Plaintiff Joshua Martin was brutally attacked by several gang members as he and two others exited the Six Flags amusement park and walked to a nearby bus stop.  Earlier that day, a large group of men, which included numerous off-duty Six Flags employees, wandered the park harassing guests.  Prior to Plaintiff’s attack, two other patrons reported the group to Six Flags’ security after one member nearly collided with a child and the rest of the group surrounded the patrons, making threatening gestures and remarks, stating “we’ll get you in the parking lot” and throwing up “finger gun” signs.  Six Flags’ security admonished the group, but did not remove them from the park.  A park security guard later testified this was not in compliance with the company’s policy.   

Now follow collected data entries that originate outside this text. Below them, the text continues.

PR #562, opened 2023-03-10
Trace number of io completions queued in sqe and number actually submitted to the kernel

jamii:
## Pre-merge checklist

Performance:

    ``` sh
    # benchmark results before
    ...
    
    # benchmark results after
    ...
    ```
OR

### DIFF
--- a/src/io/linux.zig
+++ b/src/io/linux.zig
@@ -22,6 +22,9 @@ pub const IO = struct {
     /// Completions that are ready to have their callbacks run.
     completed: FIFO(Completion) = .{ .name = "io_completed" },
 
+    ios_queued: u64 = 0,
+    ios_in_kernel: u64 = 0,
+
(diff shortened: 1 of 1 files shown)


src/io/linux.zig
```diff
@@ -188,6 +199,18 @@ pub const IO = struct {
                 },
                 else => return err,
             };
+
+            self.ios_in_kernel += self.ios_queued;
```
kprotty: Should this use what's returned by `submit_and_wait()` above? Could be less than `ios_queued`.

jamii: Good point.

If I do:

```
const submitted = ...;
self.ios_queued -= submitted;
self.ios_in_kernel += submitted;
```

Then the `-=` underflows because we're also counting timer submits. Separating them seems hard so I just started counting timers too.

kprotty (approved):

PR #568, opened 2023-03-13
vsr: re-enable clock tests

matklad:
## Pre-merge checklist

Performance:

### DIFF
--- a/src/vsr/clock.zig
+++ b/src/vsr/clock.zig
@@ -1,7 +1,20 @@
 const std = @import("std");
+const builtin = @import("builtin");
 const assert = std.debug.assert;
-const log = std.log.scoped(.clock);
 const fmt = std.fmt;
+
+const log = if (builtin.is_test)
+    // Downgrade `err` to `warn` for tests.
+    // Zig fails any test that does `log.err`, but we want to test those code paths here.
+    struct {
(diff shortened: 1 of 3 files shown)


src/vsr/clock.zig
```diff
@@ -769,7 +786,10 @@ const ClockSimulator = struct {
 };
 
 test "clock: fuzz test" {
-    std.testing.log_level = .err; // silence all clock logs
+    // Silence all clock logs.
+    var level = std.log.Level.err;
```
sentientwaffle: Ah, this was a mistake in the code snippet I sent! It should be 
```zig
var level = std.testing.log_level;
```

matklad: Also can be const. 

I wonder if we should add somthing akin to Rust's `std::mem::replace`?

```zig
    const level = stdx.swap_with(&std.testing.log_level, std.log.Level.err);
    defer std.testing.log_level = level;
```

We have 

```zig
const foo = bar;
bar = baz
```

logic fairly often, and my eyes skip over it automatically, so abstracting it away _might_ reduce trivial bugs. 

OTOH, I feel like the zig's way would be not to wrap such trivial constructs...

sentientwaffle (approved):

PR #546, opened 2023-03-07
vsr: store configuration in the superblock

matklad:
- today, configuration is replica+replica_count
- store both in VSR State (move replica, add count)
- plumbing to specify `--replica-count` on format

## Pre-merge checklist

* [X] I am very sure this PR could not affect performance.

PR #569, opened 2023-03-13
Remove --standby-count and update example for --replica-count

cb22:
It seems `--standby-count` was removed in #546 - also bring `--replica-count` into the CLI help format example

## Pre-merge checklist


matklad (approved):
I wonder what else did I forget... I did grep for usages and updated the docs, but it's odd that I missed cli.zig of all the things!

PR #570, opened 2023-03-14
Docs fixes, add sample programs and a runner to help with ephemeral TigerBeetle instances

eatonphil:
This PR:

* Drops the global flag from the recommended npm install step in the top-level README
* Adds a helper for parsing AccountFlags and TransferFlags in the Go client
* Go, Node and Java all have the basic and two-phase sample programs
  * Runs all of these in CI against real TigerBeetle instance on windows, mac and linux (except for node on windows)
* Adds a `run_with_tb.zig` program to schedule ephemeral TigerBeetle instances while running another program (mainly a TigerBeetle client)
* Breaks the two-phase FAQ entry into its own page and adds some info based on the recent discussion in community Slack

## Pre-merge checklist


docs/usage/two-phase-transfer.md
```diff
@@ -0,0 +1,68 @@
...
+2. Later, the application creates another transfer — with flags either
+marked `post_pending_transfer` or `void_pending_transfer`. The former
+moves all (or part) of the reserved funds to the destination; the
+latter reverts them to the original account.
+
+## `credits_must_not_exceed_debits` and `debits_must_not_exceed_credits`
+
+The pending transfer's amount is reserved in a way that the second
+step in a two-phase transfer will never cause the account's configured
+balance invariants to be broken.
```
sentientwaffle:
```suggestion
step in a two-phase transfer will never cause the accounts' configured
balance invariants to be broken.
```

(The invariants of both the debit and credit accounts are enforced.)

Also might be worth clarifying that the invariants hold whether the pending transfer is posted or voided.

docs/usage/two-phase-transfer.md
```diff
@@ -0,0 +1,68 @@
...
+
+### Optimistic pending transfers
+
+If an account with `debits_must_not_exceed_credits` has
+`credits_posted = 100` and `debits_posted = 70` and a pending transfer
+is started causing the account to have `debits_pending = 50`, the
+*pending* transfer will still succeed.
```
sentientwaffle: This is incorrect; the pending transfer would fail with `exceeds_credits`.
I would consider pending transfers pessimistic.

docs/usage/two-phase-transfer.md
```diff
@@ -0,0 +1,68 @@
+# Two-phase Transfer
+
+This is a reference to the [two-phase commit protocol for distributed
+transactions](https://en.wikipedia.org/wiki/Two-phase_commit_protocol).
```
sentientwaffle: Maybe something like:

> The name "two-phase transfer" is a reference to ...(etc)

To disambiguate since "This" _page_ is a reference to two-phase transfers, not 2PC.

docs/usage/two-phase-transfer.md
eatonphil: Joran suggested the opposite. I didn't run a test program but I will do so now. :D

docs/usage/two-phase-transfer.md
eatonphil: Gotcha, can do

docs/usage/two-phase-transfer.md
eatonphil: Yeah you're right, DJ! The pending transfer failed for me.

.github/workflows/clients-go.yml
```diff
@@ -52,34 +52,9 @@ jobs:
         run: ./zgo.bat test ./...
         working-directory: ./src/clients/go
 
-  build_sample:
```
eatonphil, line 55: The build process for samples of all languages has been unified. They are now not only built but run. For Node, Go, and Java.

build.zig
```diff
@@ -444,10 +458,26 @@ fn link_tracer_backend(
     }
 }
 
+// Zig cross-targets plus Dotnet RID (Runtime Identifier):
```
eatonphil, line 461: Tried to unify target platforms across client libraries.

scripts/build.sh
```diff
@@ -33,5 +32,5 @@ GLOBAL_CACHE_ROOT="$HOME/.cache/zig"
 # Using the {os} directly instead of "native" avoids hitting an abort on macos Ventura.
 # TODO The abort was fixed in 0.10 while we're on 0.9. This script can be removed once we update zig.
 $ZIG_EXE run ./scripts/build_runner.zig -target native-$ZIG_OS --main-pkg-path $BUILD_ROOT \
-    -- $ZIG_EXE $BUILD_ROOT $CACHE_ROOT "$GLOBAL_CACHE_ROOT" \
+    -- $ZIG_EXE $BUILD_ROOT $CACHE_ROOT "$GLOBAL_CACHE_ROOT" $TARGET \
```
eatonphil, line 35: Makes sure that $TARGET is passed in at the right layer, before any other user passed in arguments which might include `--`

docs/FAQ.md
```diff
@@ -82,25 +82,7 @@ data and a mission critical database to store it.
...
-they cannot be used by either the payer or payee.
-
-2. Later (in a future "commit", i.e. a separate request), the
-application creates another transfer — either a post-pending transfer
-or a void-pending transfer. The former moves all (or part) of the
-reserved funds to the destination; the latter reverts them to the
-original account. The pending transfer's amount is reserved in a way
-that this second step will never cause the account's configured
-balance invariants (e.g. debits < credits) to be broken.
+See [Two-phase Transfer](./usage/two-phase-transfer.md).
```
sentientwaffle: What do you think of including a snippet of the original text here as a summary?

e.g.:

```
Single-phase transfers post funds to accounts immediately when they
are created.

In contrast to single-phase transfers, a two-phase transfer moves
funds in stages.

See [Two-phase Transfer](./usage/two-phase-transfer.md) for more detail.

Comment (eatonphil) [reply docs/FAQ.md]: Sure, updated.

File: src/clients/node/README.md [hunk 8]
```diff
@@ -280,6 +290,14 @@ for (let i = 0; i < transfers.length; i += BATCH_SIZE) {
 }
 ```
 
+### Queues and Workers
+
+If you are making requests to TigerBeetle from workers
+pulling jobs from a queue, you can batch requests to
+TigerBeetle by having the worker act on multiple jobs from
+the queue at once rather than one at a time. i.e. pulling
+multiple jobs from the queue rather than just one.
```
eatonphil, line 299: @sentientwaffle calling attention to new sections for queues and workers.

I think we should also put this in other global docs but since this section (expand to see above it) is about Batching, might as well add here now.

sentientwaffle: :+1:  (https://docs.tigerbeetle.com/usage/integration#batching-events)

eatonphil: Nice! Should I just add the same section to the end of that doc, basically?

sentientwaffle: Yes, perfect :+1:

eatonphil: Done, thanks.

docs/usage/two-phase-transfer.md
```diff
@@ -0,0 +1,67 @@
...
+
+1. First, the pending transfer reserves funds. While reserved, they
+cannot be used by either the payer or payee. Only the `debits_pending`
+and `credits_pending` fields are modified on the relevant accounts at
+this point.
+
+2. Later, the application creates another transfer — with flags either
+marked `post_pending_transfer` or `void_pending_transfer`. The former
+moves all (or part) of the reserved funds to the destination; the
+latter reverts them to the original account.
```
sentientwaffle: Since `post_pending_transfer`/`void_pending_transfer` are important and this is the first mention of them in this document, can you change them to link to the flags in the `transfers.md` reference document?

Also (unrelated), what do you think of:

2. Later, the application creates another transfer — with either of the following flags:
    - `post_pending_transfer`: Move all (or part) of the reserved funds to the destination.
    - `void_pending_transfer`: Revert all of the reserved funds to the original account.

docs/usage/two-phase-transfer.md
```diff
@@ -0,0 +1,67 @@
...
+
```
sentientwaffle, line 64: This document should also talk about timeouts.
Admittedly, they aren't implemented yet, but they will be prior to our release.

(If the pending transfer is created with a timeout (which is optional), then if it has not been posted/voided by the time the timeout expires, then the full amount will be voided.)

docs/usage/two-phase-transfer.md
```diff
@@ -0,0 +1,67 @@
...
+funds in stages:
+
+1. First, the pending transfer reserves funds. While reserved, they
+cannot be used by either the payer or payee. Only the `debits_pending`
+and `credits_pending` fields are modified on the relevant accounts at
+this point.
+
+2. Later, the application creates another transfer — with flags either
+marked `post_pending_transfer` or `void_pending_transfer`. The former
+moves all (or part) of the reserved funds to the destination; the
```
sentientwaffle: s/destination/"pending transfer's destination", just to be extra-clear (since this is an intro)

docs/usage/two-phase-transfer.md
```diff
@@ -0,0 +1,67 @@
...
+If an account with `debits_must_not_exceed_credits` has
+`credits_posted = 100` and `debits_posted = 70` and a pending transfer
+is started causing the account to have `debits_pending = 50`, the
+*pending* transfer will fail. It will not wait to get to *posted*
+status to fail.
+
+## All transfers are immutable
+
+To reiterate, completing a two-phase transfer (by either marking it
+void or posted) does not involve modifying a transfer. Instead you
```
sentientwaffle:
```suggestion
void or posted) does not involve modifying the pending transfer. Instead you
```

docs/usage/two-phase-transfer.md
sentientwaffle: Also worth mentioning: A pending transfer can only be "completed" once.
It can't be posted twice, it can't be voided then posted, etc.

docs/usage/two-phase-transfer.md
```diff
@@ -0,0 +1,67 @@
...
+create a new transfer.
+
+The first transfer that is marked pending will always have its pending
+flag set.
+
+The second transfer will have a `post_pending_transfer` or
+`void_pending_transfer` flag set and a `pending_id` field set to the
+ID of the first transfer. The ID of the second transfer will be
```
sentientwaffle: Instead of "ID", what about `id` (with backtick-quotes)? (That makes it more clear that we aren't informally referring to the `pending_id`, which was just mentioned.)

docs/usage/two-phase-transfer.md
eatonphil: great!

docs/usage/two-phase-transfer.md
eatonphil: Good idea! Added.

docs/usage/two-phase-transfer.md
eatonphil: Good idea, adjusted.

docs/usage/two-phase-transfer.md
eatonphil: Accepted locally :+1:

docs/usage/two-phase-transfer.md
eatonphil: Added

docs/usage/two-phase-transfer.md
eatonphil: Added all fields as links.

docs/usage/two-phase-transfer.md
```diff
@@ -5,50 +5,68 @@ protocol for distributed
 transactions](https://en.wikipedia.org/wiki/Two-phase_commit_protocol).
 
 Single-phase transfers post funds to accounts immediately when they
-are created. That is, they affect the `debits_posted` and
-`credits_posted` fields on relevant accounts.
+are created. That is, they affect the
```
sentientwaffle: nit: s/affect/increase (to be a little more specific)

eatonphil: :+1: done, thanks!

docs/usage/two-phase-transfer.md
```diff
@@ -5,50 +5,68 @@ protocol for distributed
...
 funds in stages:
 
 1. First, the pending transfer reserves funds. While reserved, they
-cannot be used by either the payer or payee. Only the `debits_pending`
-and `credits_pending` fields are modified on the relevant accounts at
-this point.
+cannot be used by either the payer or payee. Only the
+[`debits_pending`](../usage/accounts.md#debits_pending) and
+[`credits_pending`](../usage/accounts.md#credits_pending) fields are
+modified on the relevant accounts at this point.
```
sentientwaffle: s/modified/increased
s/relevant/respective

docs/usage/two-phase-transfer.md
```diff
@@ -5,50 +5,68 @@ protocol for distributed
...
 
-2. Later, the application creates another transfer — with flags either
-marked `post_pending_transfer` or `void_pending_transfer`. The former
-moves all (or part) of the reserved funds to the destination; the
-latter reverts them to the original account.
+2. Later, the application creates another transfer — with either of
+   the following flags:
+* [`post_pending_transfer`](../usage/transfers.md#flagspost_pending_transfer): Move all (or part) of the reserved funds to the pending transfer's destination.
+* [`void_pending_transfer`](../usage/transfers.md#flagsvoid_pending_transfer): Revert all of the reserved funds to the original account.
```
sentientwaffle: Ok I know I suggested this change.. but I think we should expand this a bit (either here or in a follow-up paragraph).
Lets make it more clear that the money being moved/reverted is what is was originally added to the pending debits/credits, and that the pending transfer's modification to the pending debits/credits is undone.

eatonphil: Ok, took a stab at that in the paragraph following bullet point 2.

docs/usage/two-phase-transfer.md
eatonphil: Taken, thanks

docs/usage/two-phase-transfer.md
```diff
@@ -17,13 +17,22 @@ funds in stages:
...
 * [`void_pending_transfer`](../reference/transfers.md#flagsvoid_pending_transfer): Revert all of the reserved funds to the original account.
 
+Once the pending transfer is posted or voided, the
+[`debits_pending`](../reference/accounts.md#debits_pending) and
+[`credits_pending`](../reference/accounts.md#credits_pending) fields
+on the relevant accounts are decreased by the
+[`amount`](../reference/transfer.md#amount) of the transfer. And the
+[`debits_posted`](../reference/accounts.md#debits_posted) and
+[`credits_posted`](../reference/accounts.md#credits_posted) fields on
+the relevant accounts are increased by that same amount.
```
sentientwaffle: The pending part is right, but the posted part needs more detail.
Transfers can be partially posted, in which case they may increase but only a subset of the pending amount.
Or when voided, then the posted debits/credits don't change at all.

eatonphil: I added a section on "Posting a subset of pending `amount`" which maybe addresses your first concern. But I don't understand the latter.

sentientwaffle: How about something like this?

When the pending transfer is resolved (posted or voided),
[`debits_pending`](../reference/accounts.md#debits_pending) and
[`credits_pending`](../reference/accounts.md#credits_pending) fields
on the respective accounts are decreased by the
[`amount`](../reference/transfer.md#amount) of the _pending_ transfer.

When the pending transfer is posted,
[`debits_posted`](../reference/accounts.md#debits_posted) and
[`credits_posted`](../reference/accounts.md#credits_posted) fields on
the respective accounts are increased by the _posting_ transfer's `amount`
(which cannot exceed the pending amount).

When the pending transfer is voided,
[`debits_posted`](../reference/accounts.md#debits_posted) and
[`credits_posted`](../reference/accounts.md#credits_posted) are not modified.

eatonphil: Looks good, added a short phrase to clarify posted amount need not equal pending amount either

sentientwaffle (commented):
LGTM aside from the squash.
(I only reviewed the docs changes).

eatonphil:
Thanks DJ!

src/clients/run_with_tb.zig
```diff
@@ -0,0 +1,192 @@
...
+    return file_name.items;
+}
+
+fn free_port() !u16 {
+    var port: u16 = 1025;
+    while (true) {
+        // Address.resolveIp doesn't end up working on Windows. It's
+        // ok because this is always going to be an IPv4 address anyway.
+        const self_addr = try std.net.Address.parseIp4("127.0.0.1", port);
+        var listener = &std.net.StreamServer.init(.{});
```
batiati:
```suggestion
        var listener = std.net.StreamServer.init(.{});
        defer listener.close();
```

.github/workflows/clients-java.yml
```diff
@@ -173,3 +173,48 @@ jobs:
...
+      uses: actions/download-artifact@v3
+      with:
+        name: jar-artifact
+        path: src/clients/java/target/
+        
+    # Grab Zig
+    - run: ./scripts/install_zig.${{ matrix.os == 'windows-latest' && 'bat' || 'sh' }}
+
+    # Grab Maven
+    - run: curl -o maven.zip https://dlcdn.apache.org/maven/maven-3/3.9.1/binaries/apache-maven-3.9.1-bin.zip
```
batiati, line 214: Just checking, `actions/setup-java@v3` already has maven installed.
If we are downloading it here to ensure the specific `3.9.1` version, it'd be good to add a comment explaining that, otherwise we can just remove this step.

batiati (commented):
Just a general comment, in some zig scripts (e.g `integration.zig` and `run_with_tb.zig`) I've noticed points where we might have memory leaks if the caller replaces the arena allocator with something else. Not a big deal in this case, since it's just a zig script.

Should we enforce a convention for explicitly making the allocator argument an `arena` whenever the function expects an arena?

Example:

```diff
-pub fn script_filename(allocator: std.mem.Allocator, parts: []const []const u8) ![]const u8
+pub fn script_filename(arena: *std.heap.ArenaAllocator, parts: []const []const u8) ![]const u8 
```

.github/workflows/clients-java.yml
eatonphil: No it wasn't that. The self hosted runners did not have maven at least. I'm not sure why.

eatonphil:
Great point about the arena signature, @batiati !   I will adjust that.

.github/workflows/clients-java.yml
batiati: Wow, that's really strange, and even more worthy of a comment 👍

src/clients/run_with_tb.zig
eatonphil: There was a close() already below but yeah this simplifies it I suppose. thanks!

.github/workflows/clients-java.yml
eatonphil: Added.

src/clients/run_with_tb.zig
eatonphil: Added in a local commit, pushed.

batiati (dismissed):
LGTM 👍

eatonphil:
Squashed commits, @batiati can I get a reapproval?

batiati (approved):

eatonphil:
Thanks Rafael and DJ for the review!

PR #571, opened 2023-03-14
Bring in self-hosted m1 runners

cb22:
This brings in some self-hosted M1 runners, on macOS 12.6 and 13.2.

Performance:


eatonphil (approved):
Awesome!

PR #573, opened 2023-03-15
vopr: sometimes crash replicas permanently

matklad:
Before, any replica would eventually restart with some probability,
which might mask some a liveness failure.

Now we allow the replica to crash permanently.

* This is parametrized by a conditional probability of death upon crash
* We make sure that there's at least a quorum of alive (but maybe
  crashed) replicas
* We exclude dead replicas from health checks in `fn done()`
* 

## Pre-merge checklist


matklad:
Closing in favor of https://github.com/tigerbeetledb/tigerbeetle/pull/880, as that's more general (allows nasty things like permanent assymetric partitions. )

PR #575, opened 2023-03-16
LSM: ManifestLevel fuzzer

kprotty:
Prototype of a fuzzer which simulates ManifestLevel usage during Manifest under various interleavings. Needs a bit more optimizations and verification, table visibility, and maybe better FuzzOp generation.

## Pre-merge checklist

Performance:

### DIFF
--- a/src/lsm/manifest_level_fuzz.zig
+++ b/src/lsm/manifest_level_fuzz.zig
@@ -367,35 +367,52 @@ fn EnvironmentType(comptime table_count_max: u32, comptime node_size: u32) type 
             var update_amount = amount;
             assert(amount > 0);
 
-            // TODO: use level.iterator() + binary_search(env.tables) instead.
-            // Iterate tables in a random order (until enough tables have been updated):
-            // https://lemire.me/blog/2017/09/18/visiting-all-values-in-an-array-exactly-once-in-random-order/
-            const iter_range = @intCast(u32, env.tables.items.len);
-            var iter_count = iter_range;
-            var index = env.random.uintLessThanBiased(u32, iter_range);
-            while (iter_count > 0) : (iter_count -= 1) {
-                assert(index < iter_range);
-                defer {
-                    index += iter_range - 1;
-                    if (index >= iter_range) index -= iter_range;
-                }
+            // Only update the snapshot_max of those visible to snapshot_latest.
+            // Those visible to env.snapshot would include tables with updated snapshot_max.
+            const snapshots = @as(*const [1]u64, &lsm.snapshot_latest);
 
-                // Update the snapshot_max of tables which are visible to snapshot_latest:
-                const table = &env.tables.items[index];
-                if (table.visible(lsm.snapshot_latest)) {
-                    assert(table.visible(env.snapshot));
+            var it = env.level.iterator(.visible, snapshots, .descending, null);
+            while (it.next()) |level_table| {
+                assert(level_table.visible(env.snapshot));
+                assert(level_table.visible(lsm.snapshot_latest));
 
-                    const snapshot_max = env.snapshot;
-                    env.level.set_snapshot_max(snapshot_max, table);
-                    assert(table.snapshot_max == snapshot_max);
-                    assert(!table.visible(lsm.snapshot_latest));
+                const env_table = env.find_exact(level_table);
+                assert(level_table.equal(env_table));
 
-                    update_amount -= 1;
-                    if (update_amount == 0) break;
-                }
+                env.level.set_snapshot_max(env.snapshot, env_table);
+                assert(env_table.snapshot_max == env.snapshot);
+                assert(!env_table.visible(lsm.snapshot_latest));
+                assert(env_table.visible(env.snapshot));
+
+                update_amount -= 1;
+                if (update_amount == 0) break;
             }
 
             assert(update_amount == 0);
+        }
+
+        fn find_exact(env: *Environment, level_table: *const TableInfo) *TableInfo {
+            const index = binary_search.binary_search_values_raw(
+                Key,
+                TableInfo,
+                key_min_from_table,
+                compare_keys,
+                env.tables.items,
+                level_table.key_min,
+                .{},
+            );
+
+            assert(index < env.tables.items.len);
+            const tables = env.tables.items[index..];
+
+            assert(compare_keys(tables[0].key_min, level_table.key_min) == .eq);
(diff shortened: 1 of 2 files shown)


src/lsm/manifest_level_fuzz.zig
```diff
@@ -0,0 +1,426 @@
+//! Fuzz ManifestLevel insert_table()/set_snapshot_max()/remove_table*()/iterator().
+//!
+//! Invariants checked:
+//! 
+//! - Inserted tables become visible (and invisible, given the snapshot) from the iterator.
+//! - Tables with updated snapshot_max become invisible to future snapshots from the iterator.
+//! - Tables visible to the current/future snapshot can be removed.
+//! - Tables invisible to the current/future/past snapshots can be removed.
+//! - Tables can be inserted, updated, and removed in any order.
```
jorangreef:
```
+ All tables can be updated.
+ All tables can be removed.
```

src/lsm/manifest_level_fuzz.zig
```diff
@@ -0,0 +1,426 @@
+//! Fuzz ManifestLevel insert_table()/set_snapshot_max()/remove_table*()/iterator().
```
jorangreef: We should indicate whether all public methods are covered here, so that the reader doesn't have to work this out.

For example, `All public methods are covered.`

src/lsm/manifest_level_fuzz.zig
jorangreef: We're still missing `Strategy` here, a short sentence or paragraph to tell the story of how the fuzzer maximizes coverage-to-test-code ratio.

src/lsm/manifest_level_fuzz.zig
```diff
@@ -0,0 +1,426 @@
...
+                    Key,
+                    TableInfo,
+                    key_min_from_table,
+                    compare_keys,
+                    env.tables.items,
+                    table.key_max,
+                    .{},
+                );
+
+                // Can't be equal as the tables may not overlap
```
jorangreef: Comments are sentences and should always end with punctuation.

For example, either `.` if they refer clearly to the next line in isolation, or `:` if they refer to multiple lines beneath.

src/lsm/manifest_level_fuzz.zig
```diff
@@ -0,0 +1,426 @@
...
+                    .gt => unreachable,
+                }
+            } else std.math.maxInt(Key);
+
+            const max_delta = @minimum(32, next_key_min - 1 - new_key_min);
+            const new_key_max = new_key_min + env.random.uintAtMostBiased(Key, max_delta);
+
+            return .{
+                .checksum = env.random.int(u128),
+                // zero addresses are used to indicate the table being removed.
```
jorangreef:
```suggestion
                // Zero addresses are used to indicate the table being removed.
```

Proper capitalization tells the reader we're sharp about the little things.

jorangreef (commented):
Nice work @kprotty.

src/lsm/manifest_level_fuzz.zig
```diff
@@ -0,0 +1,497 @@
...
+//!
+//! Invariants:
+//!
+//! - Inserted tables are visible to the current snapshot and snapshot_latest.
+//! - Updated tables are visible to the current snapshot but no longer snapshot_latest.
+//! - Updated tables become completely invisible when the current snapshot is bumped.
+//!
+//! - Tables visible to both snapshot_latest and the current snapshot can be removed.
+//! - Tables invisible to snapshot_latest but still the current snapshot cannot be removed.
+//!     - The current snapshot must be bumped which puts them in the next category:
```
batiati: Not a big deal, but I felt like this `tab` made the comment harder to understand than it actually is. At least for me, I had to read 3 times to be sure that I wasn't missing the relationship between those 3 last invariants.

I guess just a plain list would be clear enough:
```suggestion
//! - The current snapshot must be bumped which puts them in the next category:
```

src/lsm/manifest_level_fuzz.zig
```diff
@@ -0,0 +1,497 @@
...
+                // we either create new ones for future removal or remove invisible ones.
+                const visible_latest = (ctx.inserted - ctx.invisible) - ctx.updated;
+                if (visible_latest == 0) {
+                    if (ctx.inserted < ctx.max_inserted) return ctx.next(.insert_tables);
+                    return ctx.next(.remove_invisible);
+                }
+
+                // Decide if all tables visible ot snapshot_latest should be removed.
+                var amount = ctx.random.intRangeAtMostBiased(usize, 1, visible_latest);
+                if (ctx.random.boolean()) amount = visible_latest;
```
batiati: I got confused by this second assignment on `amount`.

If the intention is to have 50% chance for `visible_latest` and 50% chance for between `1` and `visible_latest`,  I'd suggest this instead:

```zig
 // Decide if all tables visible ot snapshot_latest should be removed.
var amount = if (ctx.random.boolean()) visible_latest else ctx.random.intRangeAtMostBiased(usize, 1, visible_latest);
```

src/lsm/manifest_level_fuzz.zig
```diff
@@ -0,0 +1,497 @@
...
+            .remove_visible => {
+                // If there are no tables visible to snapshot_latest for removal,
+                // we either create new ones for future removal or remove invisible ones.
+                const visible_latest = (ctx.inserted - ctx.invisible) - ctx.updated;
+                if (visible_latest == 0) {
+                    if (ctx.inserted < ctx.max_inserted) return ctx.next(.insert_tables);
+                    return ctx.next(.remove_invisible);
+                }
+
+                // Decide if all tables visible ot snapshot_latest should be removed.
```
batiati, line 212:
```suggestion
                // Decide if all tables visible at snapshot_latest should be removed.
```

batiati (commented):
Neat work @kprotty!

src/lsm/manifest_level_fuzz.zig
kprotty: That was the original plan, but it didn't fit in the 100 column limit. What about a full if statement?
```zig
var amount = if (ctx.random.boolean())
    visible_latest
else
    ctx.random.intRangeAtMostBiased(usize, 1, visible_latest);
```

batiati: Works great!

batiati (approved):

PR #576, opened 2023-03-17
docs: update docker instructions to use the new --replica-count arg

matklad:
Missed that in the original refactor, as I was grepping for `tigerbeetle format`, and `\` got me.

The two patrons saw the same group of men as they exited the park later that evening, and the mass had swelled to approximately 40 individuals.  These men followed the two families to their cars and someone yelled “drop the hammer,” which they understood to be a gun reference.  The two families exited the park safely, but the group of belligerents moved back to the main gate of the park.  Plaintiff and his companions exited the park, walked to a nearby hotel to use the restroom, and then returned to the park’s main gate to wait for the bus.  It is unclear why Plaintiff and his companions did not wait at the actual bus stop, which was approximately 200 feet from the Six Flags property line.  As they waited, Plaintiff and his companions overheard someone in the group of gang members say that “some guy’s going to get messed up.”  Plaintiff and the two others tried to distance themselves from the group and moved toward the bus stop, but the thugs followed.  In a sudden and unprovoked attack, one of the men attacked Plaintiff and punched him with brass knuckles.  Others joined in the attack.  The men beat Plaintiff so badly that fell into a week-long coma, and was left with permanent brain damage and bodily injuries.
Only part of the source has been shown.